Another critical point is that we can’t make too many changes at once, and we need to have confidence that our changes will have the impact we hope to have. It’s much easier and faster to introduce a smaller tool and then build upon this foundation to fit more and more use cases. Narrowing of scope also gives us, the maintainers of this tool, an excellent time to learn about all the new tools we introduced and how to operate them – it’s a prime learning opportunity for the whole team so we can provide better tools in the future.
The last point is that in the current state, there is a limit to how much data we retain. As our initial target was to help debug rare problems, we decided to trade off the timeframe for information completeness. In the “usual” case, we send heavily sampled data to the vendor, but you can query it for up to 30 days. Our Clickhouse instance keeps 100% of spans but for a few days.
From waves to tides
At every step of our work, we need to remember to plan for increased scale in the future—we need to make sure our tool will grow with our system and still deliver the value we want it to have.
One potential pain point is the storage of traces. With the increased volume, even our deployment of Clickhouse might become too expensive or unable to handle the load. For example, using Quickwit instance and cloud storage backends like AWS S3 might be a great way to introduce more savings at the cost of more development.

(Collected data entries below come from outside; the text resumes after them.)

PR #365, opened 2021-07-06
[InMobi] Support for native ad format

RajSuvariya-InMobi:


InMobi/src/main/java/com/mopub/nativeads/InMobiNative.kt
```diff
@@ -0,0 +1,327 @@
...
+            override fun onAdImpressed(inMobiNative: InMobiNative) {
+                super.onAdImpressed(inMobiNative)
+                MoPubLog.log(AdapterLogEvent.CUSTOM, TAG, "InMobi Native ad is displayed")
+                if (!mIsImpressionRecorded) {
+                    mIsImpressionRecorded = true
+                    notifyAdImpressed()
+                }
+            }
+
+            override fun onAdClicked(inMobiNative: InMobiNative) {
```
p158276, line 232: If the user clicks the same ad multiple times, Is InMobi server end only count 1 time? 
If not we shouldn't do the dedupe logic in the adapter.

InMobi/src/main/java/com/mopub/nativeads/InMobiNative.kt
```diff
@@ -0,0 +1,327 @@
...
+                MoPubLog.log(AdapterLogEvent.CUSTOM, TAG, "InMobi Native ad is clicked")
+                if (!mIsClickRecorded) {
+                    notifyAdClicked()
+                    mIsClickRecorded = true
+                }
+            }
+
+            override fun onAdStatusChanged(inMobiNative: InMobiNative) {
+                super.onAdStatusChanged(inMobiNative)
+                MoPubLog.log(AdapterLogEvent.CUSTOM, TAG, "InMobi Native ad onAdStatusChanged")
```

Another scaling issue is that incident management becomes more complex with every new feature shipped. We can easily imagine that by adding a few simple rules around incidents inside our Ocean application, we could ensure that without any manual action, the whole, crisp image of what happened will already be replayed to our regular observability tools, saving precious seconds in high-stress situations.
Steering through Complexity
As our systems grow and evolve, so do the complexities of monitoring and understanding them. The challenges are limitless—from managing vast telemetry data to ensuring interoperability across diverse tools and platforms.
We found a real treasure in our investment in OpenTelemetry. This open standard equips us with the flexibility to adapt to whatever the daily observability challenges throw our way and prepare us for future brand-new ideas in the field.